▶ [Stored data]
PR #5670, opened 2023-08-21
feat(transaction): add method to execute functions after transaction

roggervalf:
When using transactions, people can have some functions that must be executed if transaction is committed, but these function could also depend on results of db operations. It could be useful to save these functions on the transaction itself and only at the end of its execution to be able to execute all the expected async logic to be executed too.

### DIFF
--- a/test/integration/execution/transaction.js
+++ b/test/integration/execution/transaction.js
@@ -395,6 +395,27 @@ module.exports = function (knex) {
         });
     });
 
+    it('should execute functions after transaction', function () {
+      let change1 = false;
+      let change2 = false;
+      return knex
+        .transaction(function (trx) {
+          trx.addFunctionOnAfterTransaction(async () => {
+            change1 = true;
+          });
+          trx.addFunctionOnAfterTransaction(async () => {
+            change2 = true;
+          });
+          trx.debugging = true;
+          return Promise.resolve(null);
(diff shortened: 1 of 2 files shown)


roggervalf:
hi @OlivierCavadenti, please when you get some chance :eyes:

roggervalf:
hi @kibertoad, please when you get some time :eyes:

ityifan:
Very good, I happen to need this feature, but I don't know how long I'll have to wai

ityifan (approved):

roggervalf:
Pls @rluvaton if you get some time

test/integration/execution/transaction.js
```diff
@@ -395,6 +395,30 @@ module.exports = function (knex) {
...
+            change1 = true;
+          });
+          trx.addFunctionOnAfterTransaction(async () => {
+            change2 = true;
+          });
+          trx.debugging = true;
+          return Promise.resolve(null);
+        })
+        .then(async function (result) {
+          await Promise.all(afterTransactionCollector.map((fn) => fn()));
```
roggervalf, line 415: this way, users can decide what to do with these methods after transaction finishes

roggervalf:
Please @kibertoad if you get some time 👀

...

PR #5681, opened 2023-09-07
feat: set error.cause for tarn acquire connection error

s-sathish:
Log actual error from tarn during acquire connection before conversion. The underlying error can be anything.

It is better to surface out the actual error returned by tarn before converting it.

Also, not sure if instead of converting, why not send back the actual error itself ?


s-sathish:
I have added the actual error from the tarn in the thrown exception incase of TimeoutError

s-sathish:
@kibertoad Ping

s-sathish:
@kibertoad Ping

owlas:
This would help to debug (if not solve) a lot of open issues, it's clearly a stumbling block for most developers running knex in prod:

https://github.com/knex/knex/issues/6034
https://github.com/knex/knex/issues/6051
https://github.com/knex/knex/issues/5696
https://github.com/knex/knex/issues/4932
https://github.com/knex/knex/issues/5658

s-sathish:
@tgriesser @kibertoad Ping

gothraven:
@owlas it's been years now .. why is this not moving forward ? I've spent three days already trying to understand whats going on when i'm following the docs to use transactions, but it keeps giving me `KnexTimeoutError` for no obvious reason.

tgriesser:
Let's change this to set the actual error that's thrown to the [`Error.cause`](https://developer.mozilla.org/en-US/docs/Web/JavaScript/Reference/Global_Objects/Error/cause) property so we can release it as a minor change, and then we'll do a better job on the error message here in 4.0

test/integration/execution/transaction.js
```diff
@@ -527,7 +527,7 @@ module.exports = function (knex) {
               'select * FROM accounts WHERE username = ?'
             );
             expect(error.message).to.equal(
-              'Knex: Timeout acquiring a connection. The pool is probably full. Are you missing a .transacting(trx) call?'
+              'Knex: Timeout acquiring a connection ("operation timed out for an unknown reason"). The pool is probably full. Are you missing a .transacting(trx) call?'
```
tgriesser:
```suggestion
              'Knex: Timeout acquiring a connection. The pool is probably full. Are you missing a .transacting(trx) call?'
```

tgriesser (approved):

▶ [Problem to work on] Go through the records above. Copy each line in which the string "module" appears.

▶ [Result]
@@ -395,6 +395,27 @@ module.exports = function (knex) {
@@ -395,6 +395,30 @@ module.exports = function (knex) {
@@ -527,7 +527,7 @@ module.exports = function (knex) {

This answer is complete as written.